In February, more than 80 sedition and defamation cases were brought against Mahfuz Anam, editor of the newspaper Daily Star. The charges related to his admission that he had, under pressure from military intelligence, published unsubstantiated corruption allegations against Sheikh Hasina when she was out of government during the military rule of the 1990s. All charges were stayed by the High Court but the prosecution could reactivate them in the future. In April, 82-year-old journalist and opposition supporter Shafik Rehman was arrested on suspicion of involvement in an alleged plot to “kill and kidnap” the Prime Minister’s son, Joy Wazed. After being held for more than four months without charge, including several weeks in solitary confinement, he was released on bail in August.
The government continued to use a range of repressive laws to restrict the right to freedom of expression extensively. It increasingly used the Information and Communications Technology Act which arbitrarily restricted online expression. The human rights organization Odhikar reported at least 35 arrests under the Act, compared to 33 in 2015 and 14 in 2014. Journalists, activists and others were targeted. Dilip Roy, a student activist, was one of those arrested, in September, for criticizing the Prime Minister on Facebook. He was released on bail on 17 November.
In October, parliament adopted the Foreign Donations (Voluntary Activities) Regulation Act which significantly increased government control over the work of NGOs and threatened them with deregistration for making “inimical” or “derogatory” remarks against the Constitution or constitutional bodies. Several other bills that threatened freedom of expression were proposed in parliament, including the Digital Security Act and the Liberation War Denial Crimes Act.

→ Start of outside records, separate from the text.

PR #3041, opened 2025-08-28
Add streaming functionality to S3 tests and enhanced SAR download experience

andresilva-guardian:
## What does this change?

This PR introduces several improvements to the mParticle API Lambda to enhance performance, reduce AWS costs, and improve code maintainability. All of these changes are based on the suggestions from @johnduffell made on the https://github.com/guardian/support-service-lambdas/pull/3009.

### 1. File Naming Strategy Migration for SAR Results
- **Problem**: The current timestamp-based file naming (`{sarS3BaseKey}{timestamp}-{reference}.zip`) causes redundant downloads, storage waste, and complex lookups for every status check
- **Solution**: Migrated to deterministic file naming (`{sarS3BaseKey}{reference}.zip`) with direct file existence checking using S3 HeadObject API
- **Impact**: We only download the file once now.

### 2. Introduction of SrLambda Standard Construct
- **Problem**: Repetitive Lambda configuration code across the repository with potential for inconsistency
- **Solution**: Created a standardized `SrLambda` CDK construct that provides sensible defaults while allowing customization
- **Benefits**: Consistent configuration, reduced boilerplate, centralized maintenance of Lambda standards. This could be reused for other support service lambdas.

### 3. Enhanced S3 File Handling
- Added file existence checks before downloading SAR results
- Improved S3 permissions to include `ListBucket` action for better file management
- Integrated `BatonS3Writer` for more efficient file handling

### 4. Code Architecture Improvements
- Better separation of concerns in file handling logic
- Enhanced unit test coverage for S3 operations
- Improved error handling and logging

## How to test

1. **File naming migration**: 
   - On this branch, trigger a data subject request and verify that SAR files are named deterministically without timestamps
   - Check subsequent status requests don't re-download existing files

2. **SrLambda construct**:
   - Deploy the changes and verify Lambda functions are created with expected default configurations
   - Test custom overrides (timeout, memory) still work as expected

3. **Performance improvements**:
   - Compare Lambda execution times for repeated status checks between main and this branch
   - Monitor S3 storage growth patterns to confirm stabilization

- **Reduced S3 operations**: Monitor CloudWatch metrics for S3 PutObject operation count (should decrease by ~50% for repeated status checks)
- **Faster status responses**: Lambda execution time should improve for repeated status requests on the same data subject request
- **Lower costs**: Reduced S3 transfer and storage costs due to eliminating redundant file operations
- **Improved maintainability**: Future Lambda configurations will be more consistent and require less boilerplate code

- **Backwards compatibility**: The file naming change is backwards compatible as existing files continue to work
- **Rollback plan**: Can easily revert to original `BatonS3WriterImpl` if issues arise, while keeping beneficial CDK permissions
- **Storage considerations**: Deterministic naming means files are overwritten rather than versioned, but this is acceptable since content should be identical for the same request
- **Performance monitoring**: Will monitor key metrics post-deployment to ensure expected improvements are realized

## Images

Not applicable - this is a backend performance and architecture improvement.

## Accessibility

Not applicable - this change does not affect user-facing interfaces.


ecguardian (approved):
Nice 👍

johnduffell:
I've just reviewed the description so far.

> File Naming Strategy Migration for SAR Results

Sounds good your proposal, hopefully it was clear from my original PRs that the timestamp was only there for convenience, and the existing zuorasar lambda actually does the logic that you have now implemented.
I did check the Baton code and it seemed like the code was not going to call our lambda multiple times, hence we would get away with my implementation.  However on reflection I think the benefits of your stated approach will be better.

cdk/lib/cdk/sr-lambda.ts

Enforced disappearances continued at an alarming rate, often of supporters of opposition parties Bangladesh National Party and Jamaat-e-Islami. Odhikar reported at least 90 people arrested by security forces and not heard from again. In August, three sons of prominent opposition politicians – Abdullahil Amaan Azmi, Mir Ahmed Bin Quasem and Hummam Qader Chowdhury – were arrested by men in plain clothes, some of whom identified themselves as police officers. The authorities continued to deny responsibility and the victims’ families were not informed of their whereabouts.
Abuses by armed groups
Armed groups killed at least 32 people in targeted attacks in 2016, including secular activists, LGBTI people and religious minorities. Jamaat-ul-Mujahideen Bangladesh (JMB) and Ansar al-Islam, which respectively claimed allegiance to the armed groups Islamic State (IS) and al-Qa’ida, claimed the attacks. In April, Nazimuddin Samad became the sixth secular activist to be hacked to death in a targeted killing in less than two years. The editor of Roopbaan, Bangladesh’s only LGBTI magazine, and prominent LGBTI rights activist Xulhaz Mannan and his friend Tanay Mojumdar, were also killed by unidentified men. A range of human rights activists received threats from similar groups and said that the police did not offer enough protection, while others were reluctant to approach the police fearing they would be charged or harassed.
In July, JMB gunmen stormed a restaurant in the capital, Dhaka, and killed at least 22 people, including 18 foreign nationals. Police responded with a heavy-handed “anti-terror” crackdown. At least 15,000 people were arrested, and human rights groups raised concerns that several thousand were politically motivated arrests of opposition supporters. Police said at least 45 suspected “terrorists” were killed in shoot-outs in the months following the July attack. Two of the surviving hostages from the attack were detained by police and held incommunicado for several weeks before being presented to court on 4 August. One of them, Hasnat Karim, was still held without charge at the end of the year.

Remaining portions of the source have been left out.